This exercise asks for every line of the material that includes the word "loading".

Dataset excerpts —

····················

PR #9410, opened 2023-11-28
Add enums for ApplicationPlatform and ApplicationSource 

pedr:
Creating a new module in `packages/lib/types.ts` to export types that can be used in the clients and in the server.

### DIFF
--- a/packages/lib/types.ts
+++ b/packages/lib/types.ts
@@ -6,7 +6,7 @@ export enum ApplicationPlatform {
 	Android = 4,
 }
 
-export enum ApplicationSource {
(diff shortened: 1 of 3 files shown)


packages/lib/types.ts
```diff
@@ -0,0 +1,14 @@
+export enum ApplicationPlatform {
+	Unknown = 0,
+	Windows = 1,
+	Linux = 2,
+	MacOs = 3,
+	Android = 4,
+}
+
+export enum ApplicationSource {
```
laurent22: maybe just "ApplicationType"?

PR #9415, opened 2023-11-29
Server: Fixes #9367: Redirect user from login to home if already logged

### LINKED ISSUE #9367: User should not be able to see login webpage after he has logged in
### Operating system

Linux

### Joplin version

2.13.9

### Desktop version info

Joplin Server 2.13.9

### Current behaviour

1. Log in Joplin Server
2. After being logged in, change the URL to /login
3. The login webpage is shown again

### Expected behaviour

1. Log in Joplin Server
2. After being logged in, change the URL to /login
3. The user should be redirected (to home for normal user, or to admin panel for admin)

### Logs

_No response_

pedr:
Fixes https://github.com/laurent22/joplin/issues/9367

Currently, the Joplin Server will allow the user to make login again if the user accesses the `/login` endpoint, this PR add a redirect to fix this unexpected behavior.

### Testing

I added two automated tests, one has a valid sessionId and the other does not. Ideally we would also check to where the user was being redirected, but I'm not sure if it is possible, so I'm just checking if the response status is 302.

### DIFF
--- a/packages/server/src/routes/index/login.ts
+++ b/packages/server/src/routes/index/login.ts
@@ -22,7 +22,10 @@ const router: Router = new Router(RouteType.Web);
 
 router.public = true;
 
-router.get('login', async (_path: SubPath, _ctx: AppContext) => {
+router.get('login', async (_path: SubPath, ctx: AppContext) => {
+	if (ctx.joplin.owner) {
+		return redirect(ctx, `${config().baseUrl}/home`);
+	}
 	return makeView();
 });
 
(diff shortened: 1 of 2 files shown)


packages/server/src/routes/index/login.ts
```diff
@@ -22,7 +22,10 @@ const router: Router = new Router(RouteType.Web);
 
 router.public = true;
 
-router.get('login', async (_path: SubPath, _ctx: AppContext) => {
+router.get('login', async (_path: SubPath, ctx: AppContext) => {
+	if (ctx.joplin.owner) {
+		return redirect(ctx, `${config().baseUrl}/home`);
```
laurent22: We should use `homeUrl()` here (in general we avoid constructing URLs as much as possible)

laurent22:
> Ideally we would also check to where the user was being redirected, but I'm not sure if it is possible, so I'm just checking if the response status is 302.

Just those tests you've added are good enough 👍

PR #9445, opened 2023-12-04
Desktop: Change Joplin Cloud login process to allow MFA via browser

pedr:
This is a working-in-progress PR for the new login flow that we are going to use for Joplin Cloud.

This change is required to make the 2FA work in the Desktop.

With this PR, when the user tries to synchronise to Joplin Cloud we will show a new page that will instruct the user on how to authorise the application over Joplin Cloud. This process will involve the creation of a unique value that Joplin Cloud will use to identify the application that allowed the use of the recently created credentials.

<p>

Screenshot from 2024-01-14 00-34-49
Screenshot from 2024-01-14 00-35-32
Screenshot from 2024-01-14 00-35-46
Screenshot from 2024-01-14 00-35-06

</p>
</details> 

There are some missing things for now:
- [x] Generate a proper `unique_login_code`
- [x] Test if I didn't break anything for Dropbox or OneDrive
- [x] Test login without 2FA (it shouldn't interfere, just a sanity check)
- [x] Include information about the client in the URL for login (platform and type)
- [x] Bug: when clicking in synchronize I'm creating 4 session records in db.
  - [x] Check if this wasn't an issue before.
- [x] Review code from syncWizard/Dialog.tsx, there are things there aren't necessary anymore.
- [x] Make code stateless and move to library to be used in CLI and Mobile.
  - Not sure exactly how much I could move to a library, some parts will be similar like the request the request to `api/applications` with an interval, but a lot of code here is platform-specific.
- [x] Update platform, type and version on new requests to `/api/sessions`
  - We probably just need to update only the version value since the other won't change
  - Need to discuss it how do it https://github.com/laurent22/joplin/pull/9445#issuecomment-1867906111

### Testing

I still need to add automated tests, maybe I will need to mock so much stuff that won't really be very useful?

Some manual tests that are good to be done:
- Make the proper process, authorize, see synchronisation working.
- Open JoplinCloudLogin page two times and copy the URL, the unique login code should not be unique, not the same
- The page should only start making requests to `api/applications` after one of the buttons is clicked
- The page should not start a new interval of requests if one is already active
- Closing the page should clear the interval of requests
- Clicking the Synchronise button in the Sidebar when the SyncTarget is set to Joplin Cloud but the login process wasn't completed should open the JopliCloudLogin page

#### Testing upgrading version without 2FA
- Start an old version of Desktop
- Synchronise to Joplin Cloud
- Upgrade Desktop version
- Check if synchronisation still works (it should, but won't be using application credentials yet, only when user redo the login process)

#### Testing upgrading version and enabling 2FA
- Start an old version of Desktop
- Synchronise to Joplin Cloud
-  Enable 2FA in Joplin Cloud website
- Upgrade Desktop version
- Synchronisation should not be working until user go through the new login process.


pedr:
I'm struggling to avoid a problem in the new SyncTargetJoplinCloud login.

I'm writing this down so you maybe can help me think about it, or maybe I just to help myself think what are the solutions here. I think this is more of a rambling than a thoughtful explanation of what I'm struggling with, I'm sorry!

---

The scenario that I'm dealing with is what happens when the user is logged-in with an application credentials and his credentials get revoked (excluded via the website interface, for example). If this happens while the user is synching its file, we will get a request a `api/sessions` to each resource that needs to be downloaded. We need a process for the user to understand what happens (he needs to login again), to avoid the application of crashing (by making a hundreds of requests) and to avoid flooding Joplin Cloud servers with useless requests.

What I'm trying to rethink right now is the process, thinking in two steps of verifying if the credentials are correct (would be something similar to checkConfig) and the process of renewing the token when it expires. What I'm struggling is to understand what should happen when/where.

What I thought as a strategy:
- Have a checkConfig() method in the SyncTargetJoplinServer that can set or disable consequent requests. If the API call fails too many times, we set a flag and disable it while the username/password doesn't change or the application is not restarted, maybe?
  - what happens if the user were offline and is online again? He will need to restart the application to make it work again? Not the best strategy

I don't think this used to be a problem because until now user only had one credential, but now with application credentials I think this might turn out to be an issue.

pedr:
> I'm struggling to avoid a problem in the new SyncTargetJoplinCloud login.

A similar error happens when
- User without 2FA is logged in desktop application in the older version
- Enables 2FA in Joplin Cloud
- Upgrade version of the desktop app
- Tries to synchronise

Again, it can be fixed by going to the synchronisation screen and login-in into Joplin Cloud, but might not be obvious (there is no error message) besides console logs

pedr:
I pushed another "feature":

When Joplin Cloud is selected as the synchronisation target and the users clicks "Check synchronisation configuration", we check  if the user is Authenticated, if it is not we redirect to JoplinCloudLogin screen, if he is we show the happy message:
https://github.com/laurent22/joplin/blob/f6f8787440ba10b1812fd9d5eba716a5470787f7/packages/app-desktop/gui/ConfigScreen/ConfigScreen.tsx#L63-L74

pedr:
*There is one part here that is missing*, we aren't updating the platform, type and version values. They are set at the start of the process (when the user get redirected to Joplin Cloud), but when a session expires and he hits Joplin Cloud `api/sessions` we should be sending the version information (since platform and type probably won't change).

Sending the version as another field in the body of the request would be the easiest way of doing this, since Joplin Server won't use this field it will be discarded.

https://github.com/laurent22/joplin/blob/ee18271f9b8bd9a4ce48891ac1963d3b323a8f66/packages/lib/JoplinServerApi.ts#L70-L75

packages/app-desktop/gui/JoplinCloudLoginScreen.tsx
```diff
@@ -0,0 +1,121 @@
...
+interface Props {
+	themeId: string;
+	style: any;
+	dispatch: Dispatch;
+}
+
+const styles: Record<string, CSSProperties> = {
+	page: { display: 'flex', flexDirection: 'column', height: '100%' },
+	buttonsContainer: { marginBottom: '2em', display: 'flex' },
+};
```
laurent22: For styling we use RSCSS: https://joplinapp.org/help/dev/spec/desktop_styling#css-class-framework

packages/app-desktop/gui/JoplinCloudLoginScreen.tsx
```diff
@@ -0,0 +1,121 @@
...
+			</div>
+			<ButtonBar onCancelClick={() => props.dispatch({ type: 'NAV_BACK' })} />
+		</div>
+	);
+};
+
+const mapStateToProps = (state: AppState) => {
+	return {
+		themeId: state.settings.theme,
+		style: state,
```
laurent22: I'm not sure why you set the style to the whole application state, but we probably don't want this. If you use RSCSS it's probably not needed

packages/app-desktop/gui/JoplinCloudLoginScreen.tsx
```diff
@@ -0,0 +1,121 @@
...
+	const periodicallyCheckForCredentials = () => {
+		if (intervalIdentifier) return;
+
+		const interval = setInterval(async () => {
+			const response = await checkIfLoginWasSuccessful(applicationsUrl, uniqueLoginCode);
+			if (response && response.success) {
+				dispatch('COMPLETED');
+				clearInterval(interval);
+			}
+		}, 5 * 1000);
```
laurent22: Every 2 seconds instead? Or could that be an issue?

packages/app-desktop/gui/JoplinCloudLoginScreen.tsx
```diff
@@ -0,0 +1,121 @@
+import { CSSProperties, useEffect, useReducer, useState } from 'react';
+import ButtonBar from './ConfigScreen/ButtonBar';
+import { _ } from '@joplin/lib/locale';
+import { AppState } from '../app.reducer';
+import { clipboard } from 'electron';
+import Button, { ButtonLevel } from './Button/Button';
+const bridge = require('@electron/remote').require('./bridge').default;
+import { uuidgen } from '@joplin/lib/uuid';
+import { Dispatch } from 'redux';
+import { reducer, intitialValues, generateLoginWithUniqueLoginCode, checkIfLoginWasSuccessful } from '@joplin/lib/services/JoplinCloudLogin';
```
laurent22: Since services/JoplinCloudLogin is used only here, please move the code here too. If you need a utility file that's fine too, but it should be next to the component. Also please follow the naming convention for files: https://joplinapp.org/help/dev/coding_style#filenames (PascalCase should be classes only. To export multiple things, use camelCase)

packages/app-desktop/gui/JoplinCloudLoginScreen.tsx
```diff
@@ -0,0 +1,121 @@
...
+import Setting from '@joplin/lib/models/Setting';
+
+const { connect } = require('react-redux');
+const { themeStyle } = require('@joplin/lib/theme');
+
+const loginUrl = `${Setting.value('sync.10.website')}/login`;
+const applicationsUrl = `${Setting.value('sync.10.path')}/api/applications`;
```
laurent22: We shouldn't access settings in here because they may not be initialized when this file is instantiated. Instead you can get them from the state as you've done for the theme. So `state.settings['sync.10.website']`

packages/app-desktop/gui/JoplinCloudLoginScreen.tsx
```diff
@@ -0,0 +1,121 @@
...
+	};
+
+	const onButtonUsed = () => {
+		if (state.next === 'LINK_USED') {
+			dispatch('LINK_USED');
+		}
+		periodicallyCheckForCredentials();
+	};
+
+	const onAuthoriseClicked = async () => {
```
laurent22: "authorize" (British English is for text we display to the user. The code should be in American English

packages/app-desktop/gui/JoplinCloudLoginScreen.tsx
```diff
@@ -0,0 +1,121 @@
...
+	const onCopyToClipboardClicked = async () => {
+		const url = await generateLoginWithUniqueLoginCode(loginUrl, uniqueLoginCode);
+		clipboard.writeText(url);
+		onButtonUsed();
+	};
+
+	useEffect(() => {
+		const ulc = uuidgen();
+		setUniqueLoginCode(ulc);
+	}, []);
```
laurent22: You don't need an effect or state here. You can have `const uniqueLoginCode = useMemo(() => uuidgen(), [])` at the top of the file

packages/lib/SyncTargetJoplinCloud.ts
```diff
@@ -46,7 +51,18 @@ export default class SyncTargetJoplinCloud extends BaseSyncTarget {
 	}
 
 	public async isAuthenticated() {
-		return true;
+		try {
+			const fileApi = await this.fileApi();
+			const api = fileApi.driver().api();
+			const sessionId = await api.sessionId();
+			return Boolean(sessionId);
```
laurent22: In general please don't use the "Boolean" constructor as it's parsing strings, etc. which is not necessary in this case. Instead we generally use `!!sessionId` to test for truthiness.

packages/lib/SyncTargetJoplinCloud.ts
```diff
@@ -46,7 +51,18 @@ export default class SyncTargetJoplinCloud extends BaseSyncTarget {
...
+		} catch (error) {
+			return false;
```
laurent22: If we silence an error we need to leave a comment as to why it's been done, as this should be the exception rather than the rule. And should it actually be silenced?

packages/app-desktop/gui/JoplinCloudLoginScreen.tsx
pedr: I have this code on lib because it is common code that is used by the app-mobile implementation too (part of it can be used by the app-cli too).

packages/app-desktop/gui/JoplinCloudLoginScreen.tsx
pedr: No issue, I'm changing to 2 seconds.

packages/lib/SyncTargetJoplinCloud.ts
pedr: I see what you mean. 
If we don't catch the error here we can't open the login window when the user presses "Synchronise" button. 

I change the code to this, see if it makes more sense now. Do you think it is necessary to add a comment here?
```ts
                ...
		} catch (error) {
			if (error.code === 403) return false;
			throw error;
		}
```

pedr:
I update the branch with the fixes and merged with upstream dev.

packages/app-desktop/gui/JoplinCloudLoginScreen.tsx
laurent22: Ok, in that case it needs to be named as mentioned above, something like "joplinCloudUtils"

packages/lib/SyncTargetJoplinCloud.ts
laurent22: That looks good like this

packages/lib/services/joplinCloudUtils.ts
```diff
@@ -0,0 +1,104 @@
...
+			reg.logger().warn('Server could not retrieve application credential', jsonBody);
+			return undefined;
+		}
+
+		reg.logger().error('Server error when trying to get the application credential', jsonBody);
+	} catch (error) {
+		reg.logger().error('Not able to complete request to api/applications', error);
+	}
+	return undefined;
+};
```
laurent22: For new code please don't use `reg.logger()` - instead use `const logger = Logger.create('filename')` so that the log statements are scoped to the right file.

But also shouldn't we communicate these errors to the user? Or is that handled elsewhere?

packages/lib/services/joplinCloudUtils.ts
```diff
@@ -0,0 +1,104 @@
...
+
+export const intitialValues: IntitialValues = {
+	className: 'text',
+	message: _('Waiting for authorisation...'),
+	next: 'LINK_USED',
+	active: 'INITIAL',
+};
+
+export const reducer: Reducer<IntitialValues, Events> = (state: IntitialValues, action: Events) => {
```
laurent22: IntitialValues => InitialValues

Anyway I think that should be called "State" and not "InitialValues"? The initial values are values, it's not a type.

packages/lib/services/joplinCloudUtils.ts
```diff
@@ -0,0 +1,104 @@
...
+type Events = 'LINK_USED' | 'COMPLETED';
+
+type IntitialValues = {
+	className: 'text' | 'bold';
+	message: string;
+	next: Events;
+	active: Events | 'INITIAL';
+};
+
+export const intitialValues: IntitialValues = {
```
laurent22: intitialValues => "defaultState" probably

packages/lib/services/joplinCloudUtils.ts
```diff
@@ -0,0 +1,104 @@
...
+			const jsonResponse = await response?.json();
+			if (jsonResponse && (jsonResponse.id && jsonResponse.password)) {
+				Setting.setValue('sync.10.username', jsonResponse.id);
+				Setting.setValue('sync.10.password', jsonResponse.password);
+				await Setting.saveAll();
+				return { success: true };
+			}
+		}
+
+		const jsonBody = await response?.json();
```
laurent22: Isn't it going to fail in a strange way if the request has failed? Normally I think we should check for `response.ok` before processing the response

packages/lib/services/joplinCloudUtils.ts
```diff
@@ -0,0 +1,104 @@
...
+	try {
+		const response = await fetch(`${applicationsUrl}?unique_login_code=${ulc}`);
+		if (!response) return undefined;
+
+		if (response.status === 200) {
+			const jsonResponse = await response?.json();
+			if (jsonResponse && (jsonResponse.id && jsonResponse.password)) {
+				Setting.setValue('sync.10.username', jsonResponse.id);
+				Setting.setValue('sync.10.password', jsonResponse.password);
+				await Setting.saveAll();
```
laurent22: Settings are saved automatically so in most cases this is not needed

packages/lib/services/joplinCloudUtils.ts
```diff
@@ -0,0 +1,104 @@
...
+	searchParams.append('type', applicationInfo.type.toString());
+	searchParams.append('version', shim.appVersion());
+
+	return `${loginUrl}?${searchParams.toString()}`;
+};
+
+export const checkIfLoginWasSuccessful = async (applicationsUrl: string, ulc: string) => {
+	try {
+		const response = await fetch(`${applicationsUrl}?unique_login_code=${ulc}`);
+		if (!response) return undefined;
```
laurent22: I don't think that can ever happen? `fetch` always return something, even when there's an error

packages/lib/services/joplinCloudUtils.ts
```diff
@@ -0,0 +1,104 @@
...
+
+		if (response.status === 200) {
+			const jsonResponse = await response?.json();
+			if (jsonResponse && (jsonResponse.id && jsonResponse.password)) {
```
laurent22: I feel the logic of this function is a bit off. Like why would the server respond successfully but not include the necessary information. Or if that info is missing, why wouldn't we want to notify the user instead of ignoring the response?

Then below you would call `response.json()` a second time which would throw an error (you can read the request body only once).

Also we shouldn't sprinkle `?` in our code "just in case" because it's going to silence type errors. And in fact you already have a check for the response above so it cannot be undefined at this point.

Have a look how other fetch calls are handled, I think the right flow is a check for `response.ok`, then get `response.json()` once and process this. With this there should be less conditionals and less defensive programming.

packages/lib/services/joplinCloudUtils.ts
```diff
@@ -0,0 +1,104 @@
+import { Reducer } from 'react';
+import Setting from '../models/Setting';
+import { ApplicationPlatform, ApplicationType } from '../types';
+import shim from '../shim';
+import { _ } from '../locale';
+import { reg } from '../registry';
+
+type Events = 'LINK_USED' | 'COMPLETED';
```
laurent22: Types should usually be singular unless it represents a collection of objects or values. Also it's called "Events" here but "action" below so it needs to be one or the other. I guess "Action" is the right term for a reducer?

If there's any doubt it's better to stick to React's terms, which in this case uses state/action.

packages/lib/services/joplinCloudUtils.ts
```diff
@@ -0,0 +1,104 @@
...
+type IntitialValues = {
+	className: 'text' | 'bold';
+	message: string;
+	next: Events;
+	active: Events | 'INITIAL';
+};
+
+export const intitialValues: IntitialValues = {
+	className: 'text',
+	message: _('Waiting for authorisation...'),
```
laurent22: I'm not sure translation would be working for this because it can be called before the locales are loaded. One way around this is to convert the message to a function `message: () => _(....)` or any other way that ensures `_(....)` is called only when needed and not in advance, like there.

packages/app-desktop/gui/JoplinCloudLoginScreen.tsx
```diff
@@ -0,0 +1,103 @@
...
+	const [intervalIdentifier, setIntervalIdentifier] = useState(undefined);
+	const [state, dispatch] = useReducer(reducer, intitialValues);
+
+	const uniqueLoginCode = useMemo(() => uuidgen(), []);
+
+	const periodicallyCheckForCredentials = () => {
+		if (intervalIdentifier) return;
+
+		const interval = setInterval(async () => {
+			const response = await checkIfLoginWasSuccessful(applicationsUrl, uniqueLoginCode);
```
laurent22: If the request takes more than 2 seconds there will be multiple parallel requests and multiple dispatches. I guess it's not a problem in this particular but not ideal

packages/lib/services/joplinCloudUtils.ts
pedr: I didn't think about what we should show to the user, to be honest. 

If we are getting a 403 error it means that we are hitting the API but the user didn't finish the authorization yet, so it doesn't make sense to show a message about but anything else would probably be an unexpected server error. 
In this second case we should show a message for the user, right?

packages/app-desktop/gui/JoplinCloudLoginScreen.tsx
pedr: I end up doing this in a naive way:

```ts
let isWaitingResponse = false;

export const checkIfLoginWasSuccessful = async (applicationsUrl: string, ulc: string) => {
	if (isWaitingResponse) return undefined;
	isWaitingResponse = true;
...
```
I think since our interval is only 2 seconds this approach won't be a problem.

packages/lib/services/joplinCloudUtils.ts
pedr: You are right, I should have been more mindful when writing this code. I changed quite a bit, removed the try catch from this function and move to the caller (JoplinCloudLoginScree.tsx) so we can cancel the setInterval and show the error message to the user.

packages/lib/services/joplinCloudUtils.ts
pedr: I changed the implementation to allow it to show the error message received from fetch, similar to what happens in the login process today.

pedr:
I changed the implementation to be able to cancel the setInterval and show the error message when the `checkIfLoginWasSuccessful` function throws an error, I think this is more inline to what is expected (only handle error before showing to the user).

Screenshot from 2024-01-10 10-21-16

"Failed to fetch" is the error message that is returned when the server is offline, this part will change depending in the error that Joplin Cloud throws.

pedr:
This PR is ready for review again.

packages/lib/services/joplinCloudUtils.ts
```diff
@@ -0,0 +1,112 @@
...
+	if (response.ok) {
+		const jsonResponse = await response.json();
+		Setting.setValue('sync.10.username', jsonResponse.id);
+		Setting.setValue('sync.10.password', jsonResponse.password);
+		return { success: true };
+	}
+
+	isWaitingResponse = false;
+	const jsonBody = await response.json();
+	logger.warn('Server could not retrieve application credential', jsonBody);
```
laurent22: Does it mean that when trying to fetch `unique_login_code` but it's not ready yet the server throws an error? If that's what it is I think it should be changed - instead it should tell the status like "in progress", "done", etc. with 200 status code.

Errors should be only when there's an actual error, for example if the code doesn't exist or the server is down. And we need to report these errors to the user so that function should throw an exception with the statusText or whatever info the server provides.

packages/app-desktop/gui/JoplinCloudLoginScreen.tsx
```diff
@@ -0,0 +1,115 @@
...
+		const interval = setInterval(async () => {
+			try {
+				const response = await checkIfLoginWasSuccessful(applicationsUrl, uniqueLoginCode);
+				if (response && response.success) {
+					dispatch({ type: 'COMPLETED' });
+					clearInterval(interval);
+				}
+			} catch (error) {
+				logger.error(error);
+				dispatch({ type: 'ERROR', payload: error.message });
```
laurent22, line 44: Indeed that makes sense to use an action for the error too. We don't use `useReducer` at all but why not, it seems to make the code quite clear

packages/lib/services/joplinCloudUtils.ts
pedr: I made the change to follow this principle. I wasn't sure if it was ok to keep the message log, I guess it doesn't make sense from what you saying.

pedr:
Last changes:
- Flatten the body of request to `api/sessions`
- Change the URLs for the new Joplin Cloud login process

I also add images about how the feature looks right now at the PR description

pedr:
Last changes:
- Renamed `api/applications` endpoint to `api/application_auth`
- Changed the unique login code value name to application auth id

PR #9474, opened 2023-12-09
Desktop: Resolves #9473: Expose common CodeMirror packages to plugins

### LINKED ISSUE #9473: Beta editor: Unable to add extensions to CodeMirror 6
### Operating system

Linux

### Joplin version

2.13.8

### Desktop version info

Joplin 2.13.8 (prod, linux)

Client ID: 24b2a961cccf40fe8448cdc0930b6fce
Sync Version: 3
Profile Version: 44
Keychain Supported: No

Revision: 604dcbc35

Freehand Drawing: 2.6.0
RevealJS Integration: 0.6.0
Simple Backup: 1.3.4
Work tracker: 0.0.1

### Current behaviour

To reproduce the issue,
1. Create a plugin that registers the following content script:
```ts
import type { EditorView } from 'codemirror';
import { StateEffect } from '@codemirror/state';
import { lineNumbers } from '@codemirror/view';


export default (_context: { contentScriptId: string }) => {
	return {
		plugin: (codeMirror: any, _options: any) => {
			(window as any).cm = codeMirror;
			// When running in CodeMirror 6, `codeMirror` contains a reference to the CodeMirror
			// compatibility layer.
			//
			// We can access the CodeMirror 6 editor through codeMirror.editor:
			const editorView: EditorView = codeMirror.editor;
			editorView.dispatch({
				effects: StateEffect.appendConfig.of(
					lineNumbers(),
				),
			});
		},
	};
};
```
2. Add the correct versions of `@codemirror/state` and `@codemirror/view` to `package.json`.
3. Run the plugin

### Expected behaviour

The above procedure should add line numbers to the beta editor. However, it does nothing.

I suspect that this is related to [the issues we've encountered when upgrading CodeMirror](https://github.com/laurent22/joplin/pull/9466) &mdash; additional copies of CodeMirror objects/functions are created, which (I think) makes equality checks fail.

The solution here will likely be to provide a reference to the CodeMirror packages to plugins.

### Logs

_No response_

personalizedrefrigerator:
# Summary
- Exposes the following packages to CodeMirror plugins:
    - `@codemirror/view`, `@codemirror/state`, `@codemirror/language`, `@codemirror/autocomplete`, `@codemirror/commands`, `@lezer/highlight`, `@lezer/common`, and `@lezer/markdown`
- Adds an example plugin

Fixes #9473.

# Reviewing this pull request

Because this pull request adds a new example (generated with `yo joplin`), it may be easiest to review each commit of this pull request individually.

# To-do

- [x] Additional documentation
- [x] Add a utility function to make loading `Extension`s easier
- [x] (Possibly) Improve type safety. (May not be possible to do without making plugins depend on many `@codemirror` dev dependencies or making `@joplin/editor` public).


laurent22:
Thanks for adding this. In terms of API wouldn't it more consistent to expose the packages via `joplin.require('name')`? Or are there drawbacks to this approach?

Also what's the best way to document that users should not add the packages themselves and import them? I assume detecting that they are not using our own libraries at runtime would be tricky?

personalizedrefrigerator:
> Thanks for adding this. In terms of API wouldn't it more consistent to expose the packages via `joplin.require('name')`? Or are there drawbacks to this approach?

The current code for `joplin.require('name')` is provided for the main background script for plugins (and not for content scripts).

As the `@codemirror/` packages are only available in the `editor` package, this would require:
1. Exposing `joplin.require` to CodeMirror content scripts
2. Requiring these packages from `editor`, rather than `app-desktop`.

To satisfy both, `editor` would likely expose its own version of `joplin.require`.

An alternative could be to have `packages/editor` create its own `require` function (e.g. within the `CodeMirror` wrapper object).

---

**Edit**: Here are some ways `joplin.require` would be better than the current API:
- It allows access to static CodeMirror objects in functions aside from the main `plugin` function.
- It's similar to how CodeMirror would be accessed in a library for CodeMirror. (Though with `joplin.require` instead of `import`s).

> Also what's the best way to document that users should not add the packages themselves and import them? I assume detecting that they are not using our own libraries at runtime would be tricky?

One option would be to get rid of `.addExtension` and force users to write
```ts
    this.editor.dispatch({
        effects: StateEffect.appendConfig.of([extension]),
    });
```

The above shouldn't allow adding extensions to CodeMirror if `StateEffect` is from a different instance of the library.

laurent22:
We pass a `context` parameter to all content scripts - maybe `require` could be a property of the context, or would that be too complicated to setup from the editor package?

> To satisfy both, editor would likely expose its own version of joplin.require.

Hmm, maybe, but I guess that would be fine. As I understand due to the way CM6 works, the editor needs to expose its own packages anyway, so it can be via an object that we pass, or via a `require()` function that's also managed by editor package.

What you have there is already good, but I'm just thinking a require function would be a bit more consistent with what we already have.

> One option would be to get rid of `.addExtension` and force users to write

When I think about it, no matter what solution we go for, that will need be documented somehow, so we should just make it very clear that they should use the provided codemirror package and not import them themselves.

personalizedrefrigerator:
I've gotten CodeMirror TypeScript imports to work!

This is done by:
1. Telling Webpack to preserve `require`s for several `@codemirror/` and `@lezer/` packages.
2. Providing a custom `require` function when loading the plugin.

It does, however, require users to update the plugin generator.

····················

Solution for this problem —
- [x] Add a utility function to make loading `Extension`s easier
2. Providing a custom `require` function when loading the plugin.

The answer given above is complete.